• _AVAILABLE DATA_:
PR #169, opened 2021-02-12
Docker - Remove unnecessary permission change of bind-mount directory

ilkohoffmann:
While using the Docker-Image I stumbled upon the required permission change to the bind-mount directory in order to persist the boards outside of docker. This is not neccessary imo. I have updated the Dockerfile and the corresponding section in the Readme. Tested on OSX 10.14.6 and Ubuntu 18.04.5.
<sub>
</sub>

### DIFF
--- a/Dockerfile
+++ b/Dockerfile
@@ -1,11 +1,6 @@
 FROM node:14-alpine
 
-
 WORKDIR /opt/app
-
-RUN chown -R 1000:1000 /opt/app
-
-USER 1000:1000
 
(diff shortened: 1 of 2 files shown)


lovasoa:
The change was made on purpose as a security measure. Running as root is an (unfortunately common) bad practice.

> If a service can run without privileges, use USER to change to a non-root user.
> [*Docker official documentation*](https://docs.docker.com/develop/develop-images/dockerfile_best-practices/#user)

Issue #168, opened 2021-02-12
Board navigation


timconsidine:
Great app !
But :

- how to save / exit a board ?  seems only option is to close browser window
- how to open a previous board ? seems only way is to reload url

I think I can cope with this. but from user perspective, closing the window seems like throwing their work.

And re-opening would be nicer with a menu of boards.  Or is this a user authentication issue ?

lovasoa:
Hello !

> how to save / exit a board ? seems only option is to close browser window

Yes, the board is always saved, every change is immediately persisted. You can close it when you want and you won't lose anything.

> how to open a previous board ? seems only way is to reload url

You can also type the board name in the text field on the main page.

<img width="1284" alt="image" src="https://user-images.githubusercontent.com/552629/107876297-7bd37380-6ec5-11eb-93be-e0ae04f8faa2.png">

nneka-nu:
Hello, @lovasoa. I'd like to work on this issue.

I figured I could save board names to localStorage in `board.js`. But since localStorage is not available on the server, I can’t think of a way to pass the data to the home page. Any ideas?

What if instead of using localStorage, I save the most recent 20 board names in a file called `recent-boards.json`, which will be stored in the `server-data` directory?

lovasoa:
Hello !

> I'd like to work on this issue.

Great to hear ! 

> I figured I could save board names to localStorage in board.js. But since localStorage is not available on the server, I can’t think of a way to pass the data to the home page. Any ideas?

Yes, the personal board history should not be saved on the server. It could be saved in localStorage, and rendered dynamically on the client-side. You  will have to add a script to [the index page](https://github.com/lovasoa/whitebophir/blob/master/client-data/index.html) to render the list.

nneka-nu:
Ah, of course! Thank you!

PR #183, opened 2021-04-01
Show a list of recent boards on the home page

nneka-nu:
Completes #168.
<sub>
</sub>


server/translations.json
```diff
@@ -25,6 +25,7 @@
     "pencil": "Stift",
     "private_board_description": "Du kannst ein <b>privates Whiteboard</b> mit einem zufälligen Namen erstellen, welches man nur mit seinem Link öffnen kann. Benutze dies wenn du private Informationen teilen möchtest.",
     "public_board_description": " Das <b>öffentliche Whiteboard</b> kann von jedem geöffnet werden. Es ein fröhliches unorganisiertes Chaos wo du zusammen mit anonymen Fremden malen kannst. Alles dort ist vergänglich.",
+    "recent_boards": "Neueste Boards",
```
lovasoa, line 28: Where did you get these translations ? Do you speak all of these languages ? If not, then please be very careful with the translations, and just put the string in english in case of doubt.
Looking at your translations, they look like machine translations with words for "boards" that are incoherent with the rest of the text, and often completely unrelated to the concept of "whiteboard".

lovasoa (changes requested):

lovasoa:
Thank you for the great PR ! Please see my comment above and fix the translations, then we can merge !

nneka-nu:
Thanks for the review. I used DeepL for translations, my mistake.
In `board.js`, Shouldn’t `localStorage.setItem` be inside the try block?

I modified the filter in `saveBoardNametoLocalStorage()` to return `name.toLowerCase() !== boardName.toLowerCase();` since `board-1` and `BOARD-1 `return the same board.

lovasoa:
No, board names are case sensitive. Just see for yourself :

https://wbo.ophir.dev/boards/board-1
https://wbo.ophir.dev/boards/BOARD-1

lovasoa:
What would be the issue with localStorage.setItem ? Now that the function is in an event handler callback, it shouldn't be an issue for it to throw.

nneka-nu:
> No, board names are case sensitive

I see. I’m using a mac, and locally the file names are case-insensitive.

I had not heard about functions not throwing in an event handler. I’ll look it up. Thanks.

lovasoa:
Functions do throw in event handlers. It's just that there is no point in catching the error, as opposed to when the throw occurs in the middle of a larger function that is called synchronously.

nneka-nu:
Got it. Thanks.

PR #186, opened 2021-05-05
Update dockerfile COPY to use node user

rothgar:
This change allows the files in /opt/app to be owned by the node user (UID 1000) so that the container can be used with or without needing to map a volume. Prior to this change if you tried to run the container it would crash because the node user didn't have permissions to write to the directory.

<sub>
</sub>


lovasoa:
Thank you @rothgar ! This was an oversight from me.

PR #193, opened 2021-05-21
Replace mover tool by selector tool

sents:
This PR replaces the mover tool (secondary for hand) with a selector tool. It enables the user to draw a box around
elements and move all the elements in the box together. Additionaly the old way of dragging elements by clicking directly on them
also works.

The PR checks if the bounding boxes of the elements are contained in the selection box. Because SVGElement.getBBox() does not include transformations I've added the necessary calculations in `client_data/js/intersect.js`. I am not sure if selection by intersecting bounding boxes would feel better but I am working to implement that too to test it out.
Eventually it would be awesome if we could define shortcuts to act on the selection for copy/paste/cut but I haven't looked into that yet.

On the server side this adds handling batch messages going client->server, which until now only went server->client.
For now it simply duplicates the `handleMessage` because I didn't want to change the server code so much.
The selector tool works well with #124.

Thank you for making this awesome tool!
<sub>
</sub>

### DIFF
--- a/client-data/tools/hand/hand.js
+++ b/client-data/tools/hand/hand.js
@@ -75,7 +75,8 @@
 	shape.width.baseVal.value = 0;
 	shape.height.baseVal.value = 0;
 	shape.setAttribute("stroke", "black");
-	shape.setAttribute("stroke-width", 3);
+	shape.setAttribute("stroke-width", 1);
+	shape.setAttribute("vector-effect", "non-scaling-stroke");
 	shape.setAttribute("fill", "none");
 	shape.setAttribute("stroke-dasharray", "5 5");
 	shape.setAttribute("opacity", 1);
--- a/client-data/tools/hand/hand.js
+++ b/client-data/tools/hand/hand.js
@@ -38,20 +38,6 @@
 	var selectorState = selectorStates.pointing;
 	var last_sent = 0;
 
-	function inRect(x, y, rect) {
-		return (x >= rect.x && x <= rect.x + rect.width) &&
-			(y >= rect.y && y >= rect.w + rect.height)
-	}
-
-	function intersectRect(rect1, rect2) {
-		return !(
-			(rect1.x + rect1.width <= rect2.x) ||
-			(rect2.x + rect2.width <= rect1.x) ||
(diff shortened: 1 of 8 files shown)


client-data/tools/hand/hand.js
```diff
@@ -50,6 +64,108 @@
...
+	tmatrix = get_translate_matrix(selectionRect);
+	tmatrix.e = 0;
+	tmatrix.f = 0;
+    }
+
+
+    function calculateSelection() {
+	var scale = Tools.drawingArea.getCTM().a;
+	var selectionTBBox = selectionRect .transformedBBox(scale);
+	return Array.from(Tools.drawingArea.children).filter(el => {
```
lovasoa, line 127: Isn't that going to just freeze the browser once there is more than just a few elements on the board ?
Did you try that on a board such as https://wbo.ophir.dev/boards/anonymous ?

lovasoa (changes requested):
Hello and thank you very much for your contribution ! Selection would be a great feature to have ! But unfortunately, you would need to find a way to let the browser's engine compute the selected elements list. Otherwise, this will not scale beyond very small boards.

client-data/tools/hand/hand.js
sents: No I haven't tried it on such a full board. Is there any way that I could download or you could send the board so I can try it?

sents: Okay, I tested it on https://wbo.ophir.dev/boards/anonymous and it handles the board without a noticeable freeze in the browser.

lovasoa: I did test it locally, and even though the framerate drops to some low values during selection, I agree that the overall performance is acceptable, and I think that the improvements are worth the cost.
So I apologize for my initial knee jerk reaction, and I'll try to review this in details and merge this week.

Thank you again.

lovasoa (approved):
Ok, I tested the changes, and made a few small changes. I am happy with how things are now. If you validate my changes, I'm ready to merge.

sents (commented):
Your changes look good to me and everything works when I test it.

lovasoa:
It's live on https://wbo.ophir.dev 👍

• _TASK DIRECTIONS_:
What is asked for is an exact copy of the lines above from the one containing "Thank you @rothgar" through the one containing "The PR checks", and only those.

• _REPLY_:
Thank you @rothgar ! This was an oversight from me.

PR #193, opened 2021-05-21
Replace mover tool by selector tool

sents:
This PR replaces the mover tool (secondary for hand) with a selector tool. It enables the user to draw a box around
elements and move all the elements in the box together. Additionaly the old way of dragging elements by clicking directly on them
also works.

The PR checks if the bounding boxes of the elements are contained in the selection box. Because SVGElement.getBBox() does not include transformations I've added the necessary calculations in `client_data/js/intersect.js`. I am not sure if selection by intersecting bounding boxes would feel better but I am working to implement that too to test it out.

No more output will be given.